My question is the directed version of this one. (I know the results and proofs about feedback vertex set in undirected graphs or undirected planar graphs; so I am concern about the directed feedback vertex set.)
In wiki, it says that directed Feedback vertex set (DFVS) problem is $\mathsf{NP}$-hard if the maximum in-degree $\Delta_{in} = 2$ and maximum out-degree $\Delta_{out} = 2$; and planar directed Feedback vertex set problem is $\mathsf{NP}$-hard if the maximum in-degree $\Delta_{in} = 3$ and maximum out-degree $\Delta_{out} = 3$.
Here is what I know:
- When $(\Delta_{in}, \Delta_{out}) = (1, d)$, DFVS is polynominal-time solvable.

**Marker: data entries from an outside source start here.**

PR #1202, opened 2019-09-09
Update to Django 1.11.23

jgrund:
This patch updates Django from 1.6 to 1.11. 

The update has many changes, probably the most significant is the removal of south and the introduction of a new migration system that looks at the model schema for migrations. https://docs.djangoproject.com/en/2.2/releases/1.7/#schema-migrations.

As part of this patch, We've removed all 40 something south migrations, they have been replaced with 3 migrations in the new Django migration system.

 In addition, Tastypie has been bumped from 0.12 to 0.14.


chroma_core/management/__init__.py
```diff
@@ -68,5 +67,3 @@ def all_subclasses(cls):
 # before our hook, so that Permission objects will be there
 # by the time we are called.
 import django.contrib.auth.management
-
-post_migrate.connect(setup_groups)
```
utopiabound: How does `setup_groups` get called now?

jgrund: It gets called here:

https://github.com/whamcloud/integrated-manager-for-lustre/pull/1202/files?file-filters%5B%5D=#diff-ea98e1400611bc4bbb2e0d030794f7d1R18

post migration hooks are now only safe to call within the ready block of an `AppConfig`

chroma_core/models/host.py
```diff
@@ -46,33 +46,14 @@
 from chroma_core.services.job_scheduler import job_scheduler_notify
 from iml_common.lib.util import ExceptionThrowingThread
 from chroma_core.models.sparse_model import VariantDescriptor
+from django.contrib.postgres.aggregates import BoolOr
```
johnsonw: I might be missing it, but how is this being used?

iml-wire-types/wire-types.rs
```diff
@@ -542,7 +542,7 @@ pub struct Volume {
     pub kind: String,
     pub label: String,
     pub resource_uri: String,
-    pub size: Option<String>,
+    pub size: Option<i64>,
```
johnsonw: Is there ever a case in which size could be negative?

python-iml-manager.spec
```diff
@@ -95,48 +94,14 @@ Requires:       rust-iml-cli
 Requires:       influxdb
 Requires:       grafana
 
-Conflicts:      chroma-agent
+Conflicts:       chroma-agent
```
johnsonw: Do we need the extra space?

jgrund: Just making it line up with the other lines.

iml-wire-types/wire-types.rs
jgrund: I hope not, it would not be a very useful storage device :)

chroma_core/models/host.py
jgrund: It's being used here:

https://github.com/whamcloud/integrated-manager-for-lustre/blob/52bc9f87b7c23a840f2a2a6129ecb7e577dad340/chroma_core/models/host.py#L392

chroma_api/chroma_model_resource.py
```diff
@@ -40,25 +40,10 @@ def build_schema(self):
 
         return data
 
-    def obj_update(self, bundle, **kwargs):
```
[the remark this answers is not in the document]
jgrund: This was being done to override an older version of tastypie. The new version of tastypie doesn't need this.

`obj_update` is called on the superclass now.

iml-wire-types/wire-types.rs
johnsonw: Should it be a u64?

python-iml-manager.spec
johnsonw: ah ok it looked like it was spaced over in the pr.

iml-wire-types/wire-types.rs
jgrund: Ah, right. I remember why I did this. The volume size is stored in the database as a `BIGINT` which has a max value of `9223372036854775807` Which corresponds to the max_value of an i64 in rust: https://doc.rust-lang.org/std/primitive.i64.html#method.max_value. If we were to use a u64 instead, it would have the potential to overflow, as it's max value is `18446744073709551615`

I'm in the middle of redoing device persistence in IML, I guess I should use https://docs.djangoproject.com/en/1.11/ref/models/fields/#django.db.models.DecimalField for the update.

johnsonw: Ok that makes sense 👍

jgrund:
This had a full SSI pass with: https://build.whamcloud.com/job/integration-tests-shared-storage-configuration/2693/

jgrund:
Landed in 988b68277078edb694162e24f8b25ee538c6b19f

Issue #1191, opened 2019-08-28
Create `check_power_control` Action Plugin


johnsonw:
Create `check_power_control` Action Plugin

utopiabound:
Proposed API:
```check_stonith() -> (configured: Boolean, explination: String)```

PR #1205, opened 2019-09-11
Add check_stonith

utopiabound:
Call to check_stonith() to see if stonith is enabled and configured.
Return true/false plus explanitory text.

Fixes Issue #1191 

### DIFF
--- a/iml-agent/src/action_plugins/check_stonith.rs
+++ b/iml-agent/src/action_plugins/check_stonith.rs
@@ -8,6 +8,7 @@ use crate::{
 };
 use elementtree::Element;
 use futures::Future;
+use iml_wire_types::{ComponentState, ConfigState, ServiceState};
 use std::process::Command;
 use tracing::{span, Level};
 use tracing_futures::Instrument;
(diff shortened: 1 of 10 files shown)


iml-agent/src/action_plugins/check_stonith.rs
```diff
@@ -0,0 +1,64 @@
...
+        // @@TODO: This should check for node name in
+        // instance_attributes:pcmk_host_list if
+        // pcmk_host_check=static-list
+
+        // @@TODO: This should check meta_attributes:target-role is
+        // not Stopped (disabled agent)
+    }
+}
+
+pub fn check_stonith(_: ()) -> impl Future<Item = (bool, String), Error = ImlAgentError> {
```
johnsonw: This looks fine to me but one thing we may want to consider is to move the `cmd_output` outside of this function and instead let it take the future that is returned. This would allow us to write a unit test with a sample cibadmin output.

iml-agent/src/action_plugins/check_stonith.rs
```diff
@@ -0,0 +1,174 @@
...
+
+    #[test]
+    fn test_stonith_unconfigured_fence_chroma() -> agent_error::Result<()> {
+        let testxml = r#"<primitive class="stonith" id="st-fencing" type="fence_chroma"/>"#;
+        assert_eq!(
+            _check_stonith(&testxml.as_bytes()).unwrap(),
+            (false, "fence_chroma - unconfigured".to_string())
+        );
+
+        Ok(())
```
johnsonw: Why do we need to return a result of type unit here?

iml-agent/src/action_plugins/check_stonith.rs
```diff
@@ -0,0 +1,174 @@
...
+            None => Ok((false, "fence_chroma - unconfigured".to_string())),
+            Some(_) => Ok((true, "fence_chroma".to_string())),
+        },
+        Some(t) => Ok((true, t.to_string())),
+        // @@TODO: This should check for node name in
+        // instance_attributes:pcmk_host_list if
+        // pcmk_host_check=static-list
+
+        // @@TODO: This should check meta_attributes:target-role is
+        // not Stopped (disabled agent)
```
jgrund: Is there any reason these can't be implemented now?

iml-agent/src/action_plugins/check_stonith.rs
utopiabound: I guess it doesn't, will fix

iml-agent/src/action_plugins/check_stonith.rs
```diff
@@ -0,0 +1,272 @@
...
+};
+use elementtree::Element;
+use futures::Future;
+use iml_wire_types::{ComponentState, ConfigState, ServiceState};
+use std::process::Command;
+use tracing::{span, Level};
+use tracing_futures::Instrument;
+
+fn inst_attr_problem(elem: &Option<&Element>, node: &String) -> Option<String> {
+    match elem {
```
jgrund: Have you tried using the `?` operator here? Since you are dealing with a bunch of matches / nesting, and returning an `Option`, it would dedent this code a bit.

iml-agent/src/action_plugins/check_stonith.rs
```diff
@@ -0,0 +1,272 @@
...
+                    _ => (),
+                }
+            }
+            None
+        }
+    }
+}
+
+fn meta_attr_problem(elem: &Option<&Element>) -> Option<String> {
+    match elem {
```
jgrund: Same as above. The `?` can reduce nesting.

johnsonw:
I think it looks good. I agree with Joe that we could trim the nesting up a bit using the `?` operator.

jgrund:
This can be rebased on master now.

iml-agent/src/action_plugins/check_stonith.rs
```diff
@@ -0,0 +1,314 @@
...
+        Some(instance) => {
+            let mut hc: Option<bool> = None;
+            let mut hl: Option<bool> = None;
+            for e in instance.children() {
+                match e.get_attr("name") {
+                    Some("pcmk_host_list") => match e.get_attr("value") {
+                        None => return None,
+                        Some(val) => {
+                            if val.contains(node) {
+                                match hc {
```
johnsonw: I might be reading this incorrectly but it looks like  `hc` will always be `None` right?

iml-agent/src/action_plugins/check_stonith.rs
```diff
@@ -0,0 +1,314 @@
...
+use std::default::Default;
+use std::process::Command;
+use tracing::{span, Level};
+use tracing_futures::Instrument;
+
+fn inst_attr_problem(elem: &Option<&Element>, node: &String) -> Option<String> {
+    match elem {
+        None => None,
+        Some(instance) => {
+            let mut hc: Option<bool> = None;
```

- When $(\Delta_{in}, \Delta_{out}) \geq (2, 2)$, DFVS is $\mathsf{NP}$-hard.
- When $(\Delta_{in}, \Delta_{out}) \geq (3, 3)$, Planar-DFVS is $\mathsf{NP}$-hard.
- Item 1 is trivial I think.
- Item 2 and 3 are claimed by Garey and Johnson's book.
- For Item 3, Vertex Cover in $3$-degree planar graphs can reduce to Planar-DFVS with $(\Delta_{in}, \Delta_{out}) = (3, 3)$.
- I do not find the proof about item 2.
- Is Planar-DFVS in $\mathsf{P}$ if $\Delta_{in}$ (or $\Delta_{out}$) is no more than $2$?